A review by traceculture
Waiting for the Barbarians by J.M. Coetzee

3.0

The title makes reference to Cavafy’s famous poem in which a population is in a state of torpor awaiting the arrival of the barbarians who never come ‘Now what’s going to happen to us without barbarians? Those people were a kind of solution.’ In other words, their being barbarians made us
the civilized ones. When we posit someone/something as the ultimate ‘other’, we make them the problem. We’re right they’re wrong. It puts us in a very powerful position. It engenders fear and fear of a barbarian is a very useful way of reorganising society. Contemporary barbarians such as covid, Russia, drugs, and terror helped shape domestic and international policy.
This is a novel about imperialism, oppression, and regime politics. It’s also a man’s book about
men doing violent and violating men's things in some unknown frontier of empire. Men, dressed in their extravagant uniforms, run the outposts, go out hunting and killing people, commit savage acts of cruelty and have complete control of the settlement and its population.

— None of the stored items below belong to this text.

Issue #7336, opened 2021-01-21
Feature Request: Ignore all write_only vindexes when query planning


jmoldow:
#### Feature Description

Right now, the Vitess query planner / `EXPLAIN` information has no way to distinguish between a vindex that, for a given parametrized query:

- Happens to be hitting all shards for the requested parameter values and for the current data in the lookup tables; vs.
- Is always guaranteed to scatter to all shards, no matter the parameter values and the data in the lookup tables

This explains the behavior observed in #7328:

- `EXPLAIN FORMAT=vitess` reported `SelectEqualUnique` because, as far as it knew, a unique vindex was being used on a single value.
- `vtexplain` reported that the query would go to all shards, because `Map` for the write_only lookup vindex returned a list containing all the shards.

If instead the Vitess query planner had special support for understanding and handling `write_only`, then such vindexes could be ignored entirely during query planning. Then, rather than being unable to tell between the two cases above, the vindex would fall into a third category. And these problematic queries would fall through to all-shards scatter queries, which would be notated appropriately in `EXPLAIN FORMAT=vitess`, `vtexplain`, and `/debug/scatter_stats`.

#### Use Case(s)

Fix for #7328.

jmoldow:
One other interesting thing here.

Suppose there is a query with `WHERE a=? AND b=?`. Suppose this query currently utilizes a `Lookup NonUnique` vindex on column `a`.

If one runs `CreateLookupVindex` to create a `Lookup Unique` on column `b`, then the new vindex will have a lower cost https://vitess.io/zh/docs/schema-management/vschema/#cost , and will therefore be chosen.

But because the new vindex is `write_only`, the `Map` function will return all shards, leading to an all-shards scatter. Whereas if the original `Lookup NonUnique` vindex on column `a` was chosen, it wouldn't necessarily scatter to all-shards.

Whereas if `write_only` vindexes were ignored by the planner, the original `Lookup NonUnique` vindex will continue to be used, until `ExternalizeVindex` is run on the new vindex.

I haven't tried to repro this, but it makes sense, based on what I know, that this bug would manifest as described.

PR #8701, opened 2021-08-27
Fixing error on deletes from owning table for a lookup being populated by CreateLookupVindex after a SwitchWrites

frouioui:
## Description

After creating two keyspaces and a lookup Vindex using `CreateLookupVindex `, every delete query that uses the same lookup Vindex starts failing. Below are: a sample query using the column `c2` (which is our lookup Vindex); and the error that we got after executing the query.

```
mysql> delete from table where c2 = 1;
ERROR 1105 (HY000): cannot map vindex to unique keyspace id: DestinationKeyRange(-)
```

The reason behind this error is the following: the engine tries to execute a `delete equal` however, the lookup Vindex used to resolve the shard is in `write_only` mode, meaning we cannot resolve to which shard this query needs to be routed. The default behavior, when this happened, was to return a slice of `DestinationKeyRange` keyspace IDs, which is not a single shard, thus failing for `delete equal`. This pull request changes this behavior by transforming `delete unique` into `delete scatter` when the query is made using a lookup Vindex on `write_only` mode.

## Checklist


deepthi:
Does this also fix #7336?

harshit-gangal:
> Does this also fix #7336?

It does not fix the issue mentioned.

frouioui:
@harshit-gangal, as we talked about offline: I have modified the code to change the DML's opcode in the planbuilder instead of doing it in the engine

go/vt/vtgate/planbuilder/dml.go
```diff
@@ -51,6 +51,11 @@ func getDMLRouting(where *sqlparser.Where, table *vindexes.Table) (engine.DMLOpc
 			opcode := engine.Equal
 			if pv.IsList() {
 				opcode = engine.In
+			} else if lu, isLu := single.(vindexes.LookupBackfill); isLu && lu.IsBackfilling() {
+				// Checking if the Vindex is currently backfilling or not, if it isn't we can read from the vindex table
+				// and we will be able to do a delete equal. Otherwise, we do a delete scatter since we will not be able
+				// to know in which shard the row is.
+				opcode = engine.Scatter
 			}
```
harshit-gangal, line 59: we should `continue` here so that the planner checks for the next vindex in the where predicates for a match.

harshit-gangal (commented):
we can remove the changes in the engine test as the changes are associated with the planner.
Also, add unit test at executor level.

go/vt/vtgate/planbuilder/dml.go
frouioui: good call

frouioui:
@harshit-gangal, thank you for the review! I have applied the recommended changes

go/vt/vtgate/executor_dml_test.go
```diff
@@ -493,6 +493,44 @@ func TestDeleteScatter(t *testing.T) {
...
+				"keyspace_id": {Type: querypb.Type_VARBINARY, Value: []byte("\x16k@\xb4J\xbaK\xd6")},
+				"wo_lu_col":   {Type: querypb.Type_INT64, Value: []byte("1")},
+			},
+		}, {
+			Sql:           "delete from t2_wo_lookup where wo_lu_col = 1",
+			BindVariables: map[string]*querypb.BindVariable{},
+		}}
+	if !reflect.DeepEqual(sbc1.Queries, wantQueries) {
+		t.Errorf("sbc.Queries:\n%+v, want\n%+v\n", sbc1.Queries, wantQueries)
+	}
```
harshit-gangal, line 531: should also check that the query is also executed in other shards as well i.e. `sbc2` in this case.

go/vt/vtgate/planbuilder/dml.go
```diff
@@ -51,6 +51,11 @@ func getDMLRouting(where *sqlparser.Where, table *vindexes.Table) (engine.DMLOpc
 			opcode := engine.Equal
 			if pv.IsList() {
 				opcode = engine.In
+			} else if lu, isLu := single.(vindexes.LookupBackfill); isLu && lu.IsBackfilling() {
+				// Checking if the Vindex is currently backfilling or not, if it isn't we can read from the vindex table
+				// and we will be able to do a delete equal. Otherwise, we do a delete scatter since we will not be able
+				// to know in which shard the row is.
```
harshit-gangal, line 57: nit: change `Otherwise, we do a delete scatter since we will not be able to know in which shard the row is.` - > `Otherwise, we continue to look for next best vindex`.

go/vt/vtgate/vindexes/lookup_vindex.go
```diff
@@ -0,0 +1 @@
+package vindexes
```
harshit-gangal, line 1: this file can be removed.

harshit-gangal (commented):
changes look good.
More tests are needed in executor and planner where a higher cost Vindex is selected as the lower cost vindex was in backfill.

go/vt/vtgate/engine/update.go
```diff
@@ -232,16 +230,6 @@ func (upd *Update) updateVindexEntries(vcursor VCursor, bindVars map[string]*que
...
-				offset := updColValues.Offset
-				if !row[offset].IsNull() {
-					val, err := evalengine.ToInt64(row[offset])
-					if err != nil {
-						return err
-					}
-					if val == int64(1) { // 1 means that the old and new value are same and vindex update is not required.
-						continue
-					}
-				}
```
frouioui, line 244: This snippet started fails the following test case: `TestUpdateEqualWithWriteOnlyLookupUniqueVindex`. We were checking if the new value we want to assign is equal to `int64(1)` in which case we continue and go to the next updated value. This logic is incorrect when the vindex's original value is equal to `1`. The test `TestUpdateEqualWithWriteOnlyLookupUniqueVindex` represents this issue by having the `lu_col` vindex originally set to `1` and updating it to `5`.

frouioui: The right-most select expressions of the initial update statement are here to tell us whether we are updating a column to the same value or not. The value of those right-most fields is either `0` or `1` (`0` if updating to a different value, `1` if updating to the same value). The snippet deletion will be reverted, resolving this conversation.

harshit-gangal (approved):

The protagonist, the magistrate is an old military man and a paedophile in the midst of a
crisis of conscience. Coetzee’s women are fat with acrid armpits, whores with big slack cunts,
They are bent and toothless eating out of cast iron pots and so on. Meanwhile, the landscape
is beloved and written about with such tenderness, you could cry ‘the light green of the marshes
and the new reeds shooting over the dazzling surface of the lake’. I mean, can no man write a
woman as she really is? Are there no real women in the world? Do all male writers have to write
with such vitriol and why must they degrade and humiliate women? It’s sickening reading this
‘great’ award-winning work of ‘literature’ and this is how women are portrayed in it. What’s
Even more frustrating is that these diminishing descriptions of women in literature are not
innocently reflecting society but determining it.